▸ **Records shown**:
***
Issue #1004, opened 2025-03-02
No ability to deploy without downtime


mikkpokk:
### Octane Version

2.8.1

### Laravel Version

10.48.28

### PHP Version

8.3.16

### What server type are you using?

Swoole

### Server Version

6.0.1

### Description

I'm using Envoyer to deploy a Laravel Octane application, taking advantage of its zero-downtime deployment features.

However, Octane currently does not support zero-downtime deployment because it does not follow symlink directories. It always remains in the actual directory (instead of the symlinked one) where the Octane server was initially started. When the outdated release directory is deleted, Octane continues running in that location, causing errors on every request and resulting in 500 response codes on the live application.

Error thrown:
```
Warning: require(/var/www/domain.com/releases/202502010200023/vendor/laravel/octane/bin/bootstrap.php): Failed to open stream: No such file or directory in /var/www/domain.com/releases/202502010200023/vendor/laravel/octane/bin/swoole-server on line 18
Fatal error: Uncaught Error: Failed opening required '/var/www/domain.com/releases/202502010200023/vendor/laravel/octane/bin/bootstrap.php' (include_path='.:/usr/bin/php@8.3/8.3.16/share/php@8.3/pear') in /var/www/domain.com/releases/202502010200023/vendor/laravel/octane/bin/swoole-server:18
Stack trace:
#0 /var/www/domain.com/releases/202502010200023/vendor/laravel/octane/bin/swoole-server(95): {closure}(Array)
#1 [internal function]: {closure}(Object(Swoole\Http\Server), 0)
#2 /var/www/domain.com/releases/202502010200023/vendor/laravel/octane/bin/swoole-server(170): Swoole\Server->start()
#3 {main}
  thrown in /var/www/domain.com/releases/202502010200023/vendor/laravel/octane/bin/swoole-server on line 18
#1 [internal function]: {closure}(Object(Swoole\Http\Server), 1)
#1 [internal function]: {closure}(Object(Swoole\Http\Server), 3)
#1 [internal function]: {closure}(Object(Swoole\Http\Server), 2)
#1 [internal function]: {closure}(Object(Swoole\Http\Server), 4)
#1 [internal function]: {closure}(Object(Swoole\Http\Server), 5)
```

### Steps To Reproduce

Use any 0-downtime deployment or test it manually using the following instructions:

1. Use the Swoole driver as an example.
2. `cd` one directory up from the project's base path.
[...]

PR #1009, opened 2025-03-12
Swoole: Follow symlinks to enable zero-downtime deployment

mikkpokk:
Issue is addressed in #1004. This PR fixes the addressed issue.  

What does this PR do?  
- If PHP `SCRIPT_NAME` contains the base directory and it differs from `basePath`, it replaces realpath paths with symlinked paths.  
- Detects if the server is inside a symlinked directory and replaces realpaths with symlinked paths.  
- Forwards the correct directory path to `swoole-server` using the environment parameter `APP_RELEASE_BIN_DIR`.  
- `swoole-server` uses `APP_RELEASE_BIN_DIR` instead of the PHP realpath `__DIR__`.  
- `swoole-server` listens to the Swoole event `beforereload`. Whenever the app is reloaded, it clears the PHP directory caches using `clearstatcache(true)`.


taylorotwell:
Hello! Are you able to update this PR to follow Laravel's code style conventions?

mikkpokk:
@taylorotwell Hello! Done. Added the necessary PHPDoc and verified the code with Laravel Pint using `vendor/bin/pint`.

I've no idea why the Roadrunner tests on the cloud are failing randomly. They are not related at all. Most likely caused by #1008

src/Commands/StartSwooleCommand.php
```diff
@@ -138,6 +180,54 @@ protected function defaultServerOptions(SwooleExtension $extension)
...
+                $this->pwd = "$cwd/$working_dir";
+            } else {
+                $this->pwd = $working_dir;
+            }
+        } elseif ($working_dir === '.') {
+            // This part comes into action only if the server changes to
+            // the base path directory before running the Artisan command.
+            // eg. cd /www/current && php artisan octane:start
+            if (strtoupper(substr(PHP_OS, 0, 3)) === 'WIN') {
+                $this->pwd = trim(shell_exec('cd')); // For Windows
```
osbre, line 222: According to other PRs:

> Octane does not support Windows.

Therefore, it would make no sense to include any partial Windows support.

src/Commands/StartSwooleCommand.php
```diff
@@ -44,6 +44,47 @@ class StartSwooleCommand extends Command implements SignalableCommandInterface
...
+    /**
+     * The reliable working directory path of the process.
+     * Respects the symlink path and does not convert to the real path.
+     */
+    protected string $pwd;
+
+    public function __construct()
+    {
+        $this->dir = __DIR__;
+        $this->real_cwd = base_path();
```
osbre, line 71: Why would you set it to one value, only to re-assign it on the next line in `getPwd`?

Looking at the name, `getPwd` should ***return***/get something, not set it.

Also, If applicable, it's best to avoid unnecessary nesting levels by embracing [early-returns](https://freek.dev/1593-writing-readable-php-decrease-indentation-by-returning-early).

src/Commands/StartSwooleCommand.php
mikkpokk: Using Roadrunner with Octane requires the pcntl extension, which is unavailable on Windows. This isn't the case with Swoole, however.

src/Commands/StartSwooleCommand.php
mikkpokk: `$this->real_cwd` is not the same as `$this->pwd`.

Moreover, we cannot talk about early returns in the constructor function at all. 

EDIT: You cannot and should not return anything in the constructor.

sy-records:
> I've no idea why the Roadrunner tests on the cloud are failing randomly. They are not related at all. Most likely caused by #1008

Yep, I fixed it. #1023

taylorotwell:

Muffinman:
I'm hoping this can be looked at again in the future.

Reloading without downtime can be critical requirement for high traffic environments, which is exactly where octane is most heavily used.

Presumably Laravel themselves came across the issue and had to solve it when adding Octane to Laravel Cloud?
***
▸ **Activity**:
The answer should consist only of the lines from the one containing "Reloading without downtime" through the last line of the data, given again exactly.

▸ **Written reply**:
Reloading without downtime can be critical requirement for high traffic environments, which is exactly where octane is most heavily used.

Presumably Laravel themselves came across the issue and had to solve it when adding Octane to Laravel Cloud?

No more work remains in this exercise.